I thought for a few moments before I spoke next, while Joan herself was silent, as if her talk with Dora had been a shock and she were feeling the shock of it again. There were so many things I wanted to know—things which Joan didn’t know and probably had never thought of.

  “In the first place,” I said, “is there anything to show that this box was in any way connected with your father’s death? He might have done it up years before, as a kind of joke. It may contain a present—the remains of a stamp-collection, or some sovereigns——”

  “In that case, he was cheating the Estate Duty people.”

  “Nonsense. He never thought he was going to die, like that.”

  She looked at me indignantly, and said, “You must remember, Aunt Isabel, I was old enough to know. I wasn’t like Ronnie.”

  “Oh!” I said, “I know you heard what the Coroner’s verdict was. I meant that when your father tied and labelled this box, there’s no need to suppose that he had anything—like that—in his mind. Was there a date on the label?”

  “No.”

  “You see, you jumped to poor Dora’s conclusion. She found the box just after your father had died, and assumed that it must be connected with his death. I don’t see that at all.”

  “But if it were connected with his death—and Auntie Dora seemed quite sure that it was——”

  “Why?”

  “I—I don’t know. I didn’t ask her. I suppose I was a bit upset myself.”

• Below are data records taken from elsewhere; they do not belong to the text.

Issue #676, opened 2023-02-20
Add move numbers to game log


Thrillberg:
<img width="676" alt="Screenshot 2023-02-20 at 3 11 36 PM" src="https://user-images.githubusercontent.com/10481391/220191073-c4646cb0-1574-4978-95da-96c4a12595aa.png">

PR #687, opened 2023-03-18
676: Added Turn count to GameLogs

GitGubM8:
# Closes:
- https://github.com/Thrillberg/imperial/issues/676

## Screenshots:
image

## Credits:
- Credits to @Thrillberg for pair programming with me


GitGubM8:
Do note that this results in `undo` turns having their own turn number

image

But I think that's fine if not even better since it adds clarity when we want to reference the turn in a bug report

Thrillberg:
Looks great! Thanks again @GitGubM8!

  “That’s very natural,” I said soothingly. “I feel rather upset too. And you must remember that poor Auntie Dora was still more upset when she saw the box for the first time. The inquest only just over. It was quite natural that she should connect the box with your father’s death. But she should have taken a more sensible view later. I wish you had told her that. Poor thing, the idea has probably become a mania with her. These secret worries can.”

  “I wish you had been there, Aunt Isabel.”

  “If I had, I don’t think she would have told me.”

  Again I pondered, this time deciding what I intended not to say to Joan. Then she interrupted my thoughts by saying suddenly:

  “Aunt Isabel, what do you really think is inside that box?”

  “Quite probably, some sovereigns.”

  “It didn’t rattle, and wasn’t at all heavy.”

  “Or some stamps. Or perhaps a family heirloom. I believe we once had a letter from Queen Anne to some ancestor of ours, which seems to have disappeared.”

  “If it was something valuable, it ought to have been kept in a safe. Would Daddy have left it about like that—if he had been in his right mind?”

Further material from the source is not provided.